Task directions |
Please transcribe the entries below without changing a single character.

Information |
PR #12081, opened 2024-06-18
mpv: fix introspector build

kasper93:
Workarounds the issue where compile tests would fail with
`-Werror=ignored-optimization-argument` because Meson doesn't allow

Reply to the exercise |
PR #12081, opened 2024-06-18
mpv: fix introspector build

kasper93:
Workarounds the issue where compile tests would fail with
`-Werror=ignored-optimization-argument` because Meson doesn't allow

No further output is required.